The poorest could suffer through job-losses or pay cuts when employers were forced to take on higher costs to meet the net-zero target.

He also urged the Government, in its “levelling-up” process in the north, to boost public transport where it remained inadequate, “most especially for those on low incomes who need it most”. He said that he failed to understand why spending per head in London was up to three times higher than for parts of the north.

“How can people be expected to change their behaviour and choices if the opportunity is not given them to do so? Without proper and fair investment in greener ways to travel, reliance on road travel will only increase, especially after the pandemic, which still impacts the numbers who use our trains, trams, and buses.”

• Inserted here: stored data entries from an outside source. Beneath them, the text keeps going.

PR #685, opened 2025-04-02
673 - Login via edu APP

michidold:


apps/frontend/src/pages/LoginPage/LoginPage.tsx
TomlDev, line 1: When the request from the APP is sent and the frontend receives the values it somehow recreates the QR code.
If you don't send the correct credentials and then scan the "new" QR code it seems to be an invalid one (without a working SSE connection).

TomlDev, line 1: Also when you enter the correct credentials it somehow recreates the QR code in the moment before you are logged in:

https://github.com/user-attachments/assets/9f299671-8aa7-43a6-93a6-310b2508589f

You can see the QR code changing right before the user is logged in

TomlDev, line 1: When you send a wrong TOTP or none **when** TOTP is necessary you don't get an error.
I think for the App it will be necessary to respond with a meaningful message like 'TOTP invalid'

TomlDev (changes requested):
Clean code, just some small considerations

apps/frontend/src/pages/LoginPage/LoginPage.tsx
```diff
@@ -129,6 +144,60 @@ const LoginPage: React.FC = () => {
...
+      try {
+        const { username, password, totpValue } = JSON.parse(atob(e.data)) as LoginQrSseDto;
+
+        form.setValue('username', username);
+        form.setValue('password', password);
+        form.setValue('totpValue', totpValue || '');
+
+        void form.handleSubmit(onSubmit)();
+      } catch (error) {
+        console.error('JSON parse error:', error);
```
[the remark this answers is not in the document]
michidold: The useform hook has its own error handler due to its resolver middleware.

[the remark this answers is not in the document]
TomlDev: Then I would move line 166 outside of the try catch

apps/frontend/src/pages/LoginPage/LoginPage.tsx
michidold: Unfortunately, there is no way to inform the App that login failed. But I added a toast.error, if qr login is active and login fails

TomlDev (approved):
👌🏽 Nice!

PR #700, opened 2025-04-07
695 Use a variable where window.location.origin is used

TomlDev:


libs/src/common/constants/eduApiBaseUrl.ts
```diff
@@ -0,0 +1,15 @@
...
+ * This program is free software: you can redistribute it and/or modify it under the terms of the GNU Affero General Public License as published by
+ * the Free Software Foundation, either version 3 of the License, or (at your option) any later version.
+ *
+ * This program is distributed in the hope that it will be useful, but WITHOUT ANY WARRANTY; without even the implied warranty of
+ * MERCHANTABILITY or FITNESS FOR A PARTICULAR PURPOSE. See the GNU Affero General Public License for more details.
+ *
+ * You should have received a copy of the GNU Affero General Public License along with this program. If not, see <https://www.gnu.org/licenses/>.
+ */
+
+const EDU_API_BASE_URL = window.location.origin;
```
michidold, line 13: Think its more like EDU_BASE_URL since it is the frontend url.

michidold (approved):
Looks good, only one thing. Could we replace EDU_API_BASE_URL with EDU_BASE_URL?

PR #703, opened 2025-04-08
572 Scrollable Table should not overflow page content

TomlDev:
- [x] Set table to fixed layout
- [x] Overwrite table header column width if size is defined and it differs from the default value
- [x] Add small margin to sorting arrows for better mobile support


apps/frontend/src/components/ui/Table/ScrollableTable.tsx
michidold, line 1: Don't know if its related to theses changes specifically, but in AppConfigPage every table has that cut of left border in the tables' search field. We had accessed that by adding a small padding `pl-1` maybe that is getting lost during rework.

Bildschirmfoto vom 2025-04-08 15-18-01

michidold (approved):
Found only one small issue.

##FFTR

PR #709, opened 2025-04-09
[Filesharing] Dropdown for column sections has incorrect background color

Maddi02:


Maddi02:
I've fixed the background color issue as shown in the screenshot below:

image

However, since there is only a single option available, I think displaying a dropdown in this case is unnecessary. Therefore, I introduced a condition that ensures the dropdown for the columns is only shown when there are at least two elements available in the dropdown list.

So we ended up with this 

image

TomlDev (approved):
Good job 👌🏽

michidold (approved):
:+1:

PR #711, opened 2025-04-09
Move Content Dialog: Remove unused space

TomlDev:
After:
grafik

`showSelectedCount` is only `false` for `<MoveContentDialogBody />`


apps/frontend/src/components/ui/Table/ScrollableTable.tsx
michidold, line 1: Not related to this task, but why is your column selector missing?
grafik

michidold (approved):
:+1:

apps/frontend/src/components/ui/Table/ScrollableTable.tsx
TomlDev: I made the changes on top of MHs branch: https://github.com/edulution-io/edulution-ui/pull/709#issuecomment-2788518116
But afterwards used `dev` as base 👍🏽

PR #715, opened 2025-04-16
509-Update outdated deps and fix router issues

michidold:
- Run npm update
- Fix router issues
==> react-router with version >= 6.29 won't redirect at logout anymore. Further it throws a error when routes change dynamically, like on using isSuperAdmin to change routes.

### DIFF
--- a/apps/frontend/src/hooks/useLogout.tsx
+++ b/apps/frontend/src/hooks/useLogout.tsx
@@ -14,6 +14,7 @@ import { useCallback } from 'react';
 import useUserStore from '@/store/UserStore/UserStore';
 import { useAuth } from 'react-oidc-context';
 import cleanAllStores from '@/store/utils/cleanAllStores';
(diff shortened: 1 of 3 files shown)


TomlDev (changes requested):
Please have a look, it didn't redirect me after the login when I tried to access an existing route:

https://github.com/user-attachments/assets/39de1ccf-2930-4fbe-8bd8-cf7ae8fc0481

michidold:
> Please have a look, it didn't redirect me after the login when I tried to access an existing route:
> Peek.2025-04-17.13-28.mp4

Seems to be corrupt since the big layout rework. Actually, the appconfig is not loaded yet when login is finished, so generating theses routes is not finished ether. I fixed it, by waiting to have the appconfigs loaded before redirect.

Maddi02 (approved):
👍

PR #718, opened 2025-04-17
374 Unify styling of buttons and actions for close and cancel

michidold:
- Add DialogFooterButtons component
- Replaced or added dialog buttons


Maddi02 (approved):
Nice solution 👍

PR #723, opened 2025-04-22
Fix styling 20250422

michidold:
- [x] Moved dashboard description right under the title
- [x] Reworked styling of classmgmt cards on all 4 pages (enrol, password, projects and lessons)
- [x] Removed school prefixes from cards

### DIFF
--- a/apps/frontend/src/locales/de/translation.json
+++ b/apps/frontend/src/locales/de/translation.json
@@ -2,7 +2,7 @@
   "welcome": "Willkommen in der Anwendung",
   "changeLang": "Sprache ändern",
   "heading": "Herzlich Willkommen {{givenName}} {{familyName}}",
-  "content": "Hier ist ihr persönliches {{ applicationName }} Dashboard.",
+  "content": "Hier ist ihr persönliches {{ applicationName }} Dashboard. Dem Ort an dem all ihre Anwendungen für den digitalen Unterricht gesammelt sind.",
   "closeEditingWindow": "Will du wirklich das Bearbeitungsfenster schließen?",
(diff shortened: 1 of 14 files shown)


apps/frontend/src/locales/de/translation.json
```diff
@@ -932,7 +932,7 @@
     "forgot_password": "Passwort vergessen?",
     "remember_me": "Merken",
     "enterMultiFactorCode": "Zwei-Faktor-Authentisierung",
-    "loginWithApp": "Login mit QR",
+    "loginWithApp": "Anmelden mit QR-Login",
```
Maddi02, line 935: QR Login? Or should we call it "with App Login"?  

But I think we should agree on one name. To ensure consistency of name across app and web.

apps/frontend/src/locales/en/translation.json
```diff
@@ -930,7 +930,7 @@
     "forgot_password": "Forgot password?",
     "remember_me": "Remember me",
     "enterMultiFactorCode": "Two-Factor Authentication",
-    "loginWithApp": "Login with QR",
+    "loginWithApp": "Login with QR-Login",
```
Maddi02, line 933: Same as above

Maddi02 (changes requested):
image


Looks good. However, in the class management page, the selected group is invisible. Could you have a look?

apps/frontend/src/locales/de/translation.json
michidold: That's on purpose

Maddi02 (approved):
👍

PR #726, opened 2025-04-24
Fix save appconfig throws error file not found

michidold:
Added a check, if a file exists before deletion


Maddi02 (approved):
👍 Works well :)

PR #985, opened 2024-01-03
Remove `OFF` option from VideoQuality enum

lukasIO:


src/room/track/Track.ts
```diff
@@ -13,6 +17,27 @@ const BACKGROUND_REACTION_DELAY = 5000;
...
+}
+
+/**
+ * @internal
+ */
+export function videoQualityFromProto(q: ProtoQuality): VideoQuality {
+  switch (q) {
+    case ProtoQuality.HIGH:
+    case ProtoQuality.OFF:
+      return VideoQuality.HIGH;
```
boks1971, line 33: Would this cause trouble? Should the last video quality be cached and used when OFF? This is tricky.

boks1971 (approved):
LGTM! One comment about the mapping.

src/room/track/Track.ts
lukasIO: that's a good point. Currently this mapping function isn't even used anywhere in the code base. I added it because we have a similar helper to convert `ConnectionQuality` to a string based enum. 

We can also simply remove this for now.

davidzhao (approved):
lgtm!

PR #988, opened 2024-01-04
Add class level configurable logger

lukasIO:
- By default each (base)class gets its own logger instance that starts with `livekit-` (e.g. `livekit-participant`, `livekit-track`
- This can be overriden by providing a `loggerName` in the roomOpts. If set, this loggerName will be propagated across all objects/classes instantiated within the room and only a single logger instance will be used per room
- this allows for two usage scenarios
   - class based logging and the possibility to set log levels independently for each (base)class
   - room based logging and the possibility to set different log levels and/or extensions for each room

### DIFF
--- a/src/room/PCTransport.ts
+++ b/src/room/PCTransport.ts
@@ -2,7 +2,7 @@ import { EventEmitter } from 'events';
 import type { MediaDescription } from 'sdp-transform';
 import { parse, write } from 'sdp-transform';
 import { debounce } from 'ts-debounce';
-import log from '../logger';
+import log, { getLogger } from '../logger';
 import { NegotiationError, UnexpectedConnectionState } from './errors';
 import { ddExtensionURI, isChromiumBased, isSVCCodec } from './utils';
 
@@ -43,6 +43,8 @@ export default class PCTransport extends EventEmitter {
 
   private mediaConstraints: Record<string, unknown>;
 
+  private log = log;
+
   pendingCandidates: RTCIceCandidateInit[] = [];
 
   restartingIce: boolean = false;
@@ -71,8 +73,13 @@ export default class PCTransport extends EventEmitter {
 
   onTrack?: (ev: RTCTrackEvent) => void;
 
-  constructor(config?: RTCConfiguration, mediaConstraints: Record<string, unknown> = {}) {
+  constructor(
+    config?: RTCConfiguration,
+    mediaConstraints: Record<string, unknown> = {},
+    logger = 'livekit-pc-transport',
+  ) {
     super();
+    this.log = getLogger(logger);
     this.config = config;
     this.mediaConstraints = mediaConstraints;
     this._pc = this.createPC();
@@ -229,7 +236,7 @@ export default class PCTransport extends EventEmitter {
     }
 
     if (options?.iceRestart) {
-      log.debug('restarting ICE');
+      this.log.debug('restarting ICE');
       this.restartingIce = true;
     }
 
@@ -246,12 +253,12 @@ export default class PCTransport extends EventEmitter {
         return;
       }
     } else if (!this._pc || this._pc.signalingState === 'closed') {
-      log.warn('could not createOffer with closed peer connection');
+      this.log.warn('could not createOffer with closed peer connection');
       return;
     }
 
     // actually negotiate
-    log.debug('starting to negotiate');
+    this.log.debug('starting to negotiate');
     const offer = await this.pc.createOffer(options);
 
     const sdpParsed = parse(offer.sdp ?? '');
@@ -452,7 +459,7 @@ export default class PCTransport extends EventEmitter {
       const originalSdp = sd.sdp;
       sd.sdp = munged;
       try {
-        log.debug(`setting munged ${remote ? 'remote' : 'local'} description`);
+        this.log.debug(`setting munged ${remote ? 'remote' : 'local'} description`);
         if (remote) {
           await this.pc.setRemoteDescription(sd);
         } else {
@@ -460,7 +467,7 @@ export default class PCTransport extends EventEmitter {
         }
         return;
       } catch (e) {
-        log.warn(`not able to set ${sd.type}, falling back to unmodified sdp`, {
+        this.log.warn(`not able to set ${sd.type}, falling back to unmodified sdp`, {
           error: e,
           sdp: munged,
         });
@@ -491,7 +498,7 @@ export default class PCTransport extends EventEmitter {
       if (!remote && this.pc.remoteDescription) {
         fields.remoteSdp = this.pc.remoteDescription;
       }
-      log.error(`unable to set ${sd.type}`, fields);
+      this.log.error(`unable to set ${sd.type}`, fields);
       throw new NegotiationError(msg);
     }
   }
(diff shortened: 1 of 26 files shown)


src/room/participant/RemoteParticipant.ts
```diff
@@ -159,7 +160,7 @@ export default class RemoteParticipant extends Participant {
     // yet arrived. Wait a bit longer for it to arrive, or fire an error
     if (!publication) {
       if (triesLeft === 0) {
-        log.error('could not find published track', { participant: this.sid, trackSid: sid });
+        this.log.error('could not find published track', { participant: this.sid, trackSid: sid });
```
boks1971, line 163: Have not looked at logger implementation. But, wondering if things like  `sid` can be set in the logger context. And log it with all the log messages. Basically, set it once and then you have pertinent information with all log messages.

Then make logger hierarchical. Basically, this participant logger will have the participant identity, sid set. When creating a track of this participant, inherit this participant's logger and add things like track sid, kind, mime, etc to the track logger. So, when the track logger logs, it has the participant information + track information all baked in with all log messages.

We have such loggers on server side. Basically, it is all key/value pairs set in the logger context and whatever key/value pairs are in the context are logged with every message. key will be string. value could be any type.

src/room/track/LocalTrack.ts
```diff
@@ -50,8 +49,9 @@ export default abstract class LocalTrack extends Track {
     kind: Track.Kind,
     constraints?: MediaTrackConstraints,
     userProvidedTrack = false,
+    logger?: string,
```
boks1971, line 52: `loggerName`

src/room/track/LocalTrackPublication.ts
```diff
@@ -16,8 +16,8 @@ export default class LocalTrackPublication extends TrackPublication {
     return this.track?.isUpstreamPaused;
   }
 
-  constructor(kind: Track.Kind, ti: TrackInfo, track?: LocalTrack) {
-    super(kind, ti.sid, ti.name);
+  constructor(kind: Track.Kind, ti: TrackInfo, track?: LocalTrack, logger?: string) {
```
boks1971, line 19: `loggerName`

src/room/track/RemoteTrack.ts
```diff
@@ -11,8 +11,10 @@ export default abstract class RemoteTrack extends Track {
     sid: string,
     kind: Track.Kind,
     receiver?: RTCRtpReceiver,
+    logger?: string,
```
boks1971, line 14: `loggerName`

src/room/track/Track.ts
```diff
@@ -50,8 +50,15 @@ export abstract class Track extends (EventEmitter as new () => TypedEventEmitter
 
   protected monitorInterval?: ReturnType<typeof setInterval>;
 
-  protected constructor(mediaTrack: MediaStreamTrack, kind: Track.Kind) {
+  protected log: StructuredLogger = log;
+
+  protected constructor(
+    mediaTrack: MediaStreamTrack,
+    kind: Track.Kind,
+    logger: string = LoggerNames.Track,
```
boks1971, line 58: `loggerName`

src/room/track/TrackPublication.ts
```diff
@@ -39,8 +39,16 @@ export class TrackPublication extends (EventEmitter as new () => TypedEventEmitt
...
   protected encryption: Encryption_Type = Encryption_Type.NONE;
 
-  constructor(kind: Track.Kind, id: string, name: string) {
+  protected log = log;
+
+  constructor(
+    kind: Track.Kind,
+    id: string,
+    name: string,
+    logger: string = LoggerNames.Publication,
```
boks1971, line 48: `loggerName`

boks1971 (approved):
LGTM! Some minor comments. Mainly interested if setting key/value pairs in context is possible.

davidzhao (commented):
lg. agreed with the naming nit Raja already mentioned.

src/room/participant/RemoteParticipant.ts
lukasIO: Agreed, that would be an ideal solution. 

With that setup we'd need a logger instance for each participant+publication+track whereas right now there's only one for each class. Don't think the impact should be big, but when thinking about rooms with 1000s of participants we should verify that's not a bottleneck at some point. 

Generally the logger context we currently provide is a per-message context. We'd have to wrap the logging library we currently use to include that information. As far as I'm aware a big downside of doing that would be that we lose the browser built-in tracing information of where the log originated from. 
I'll do some more tests to see if we could potentially work around this though.

And a thought: Hierarchical logging might be trickier for `Tracks` as those can be created outside of a room instance.

src/room/PCTransport.ts
```diff
@@ -71,8 +73,13 @@ export default class PCTransport extends EventEmitter {
 
   onTrack?: (ev: RTCTrackEvent) => void;
 
-  constructor(config?: RTCConfiguration, mediaConstraints: Record<string, unknown> = {}) {
+  constructor(
+    config?: RTCConfiguration,
+    mediaConstraints: Record<string, unknown> = {},
+    logger: string = LoggerNames.PCTransport,
```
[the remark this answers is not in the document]
lukasIO: yeah, not sure why I switched to `logger` for half of those 🤦  
`loggerName` makes a lot more sense.

src/room/participant/RemoteParticipant.ts
boks1971: Got it. Yeah thousands of tracks is definitely a concern. I am guessing doing some sort of helper to augment logging context would work as well. Basically something like 'this.log(message, this.logFields()...)' and each instance can populate it.

And for tracks without room, things can be set in logging context as and when they become available.

May not be worth all this though.

lukasIO: yeah, the helper method was on my mind, too! 
Agree that that would definitely be an improvement

lukasIO: Added log context to all log calls. log context gets inherited where possible so that we get as much info as possible

src/room/track/utils.ts
```diff
@@ -209,3 +209,23 @@ export function getTrackPublicationInfo<T extends TrackPublication>(
...
+      kind: track.kind,
+    };
+  } else {
+    return {
+      sid: track.trackSid,
+      name: track.trackName,
+      track: track.track ? getLogContextFromTrack(track.track) : undefined,
+      enabled: track.isEnabled,
+      encrypted: track.isEncrypted,
+    };
```
boks1971, line 229: maybe add codec mime type if available, will be useful with the various combinations we have :-)

boks1971 (approved):
LGTM! Great work @lukasIO !!!

src/room/Room.ts
```diff
@@ -1870,12 +1917,29 @@ class Room extends (EventEmitter as new () => TypedEmitter<RoomEventCallbacks>)
   ): boolean {
     // active speaker updates are too spammy
     if (event !== RoomEvent.ActiveSpeakersChanged) {
-      log.debug(`room event ${event}`, { event, args });
+      // only extract logContext from arguments in order to avoid logging the whole object tree
+      const minimizedArgs = mapArgs(args).filter((arg: unknown) => arg !== undefined);
+      this.log.debug(`room event ${event}`, { ...this.logContext, event, args: minimizedArgs });
```
lukasIO, line 1922: this is new and might be of interest: 
previously the `args` of each roomevent got posted in their entirety to the console, including whole participant + track classes. 
This change extracts only the `logContext` from the args if available or in case they are primitive values leaves them as is.

boks1971: This is great!!!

Diocese cuts fossil-fuel investments. The diocese of Truro no longer invests in funds directly linked to fossil fuels. The diocesan lead on creation care, the Bishop of St Germans, the Rt Revd Hugh Nelson, said: “We are proud to be able to say we no longer invest in companies whose principal business involves the extraction, production, or refining of coal, gas, and oil. We know there is still a long way to go, and we will be looking very closely at all our investments to try and divest wherever we find an indirect link to extraction.”

Michael Sturgess, who chairs Truro’s board of finance, said: “We have deliberately selected fund managers with a strong ethical policy in terms of creation care as well as strong investment performance, and are actively seeking out good investments, such as renewables, at the same time as continuing to review our existing investments to ensure we meet our commitments.”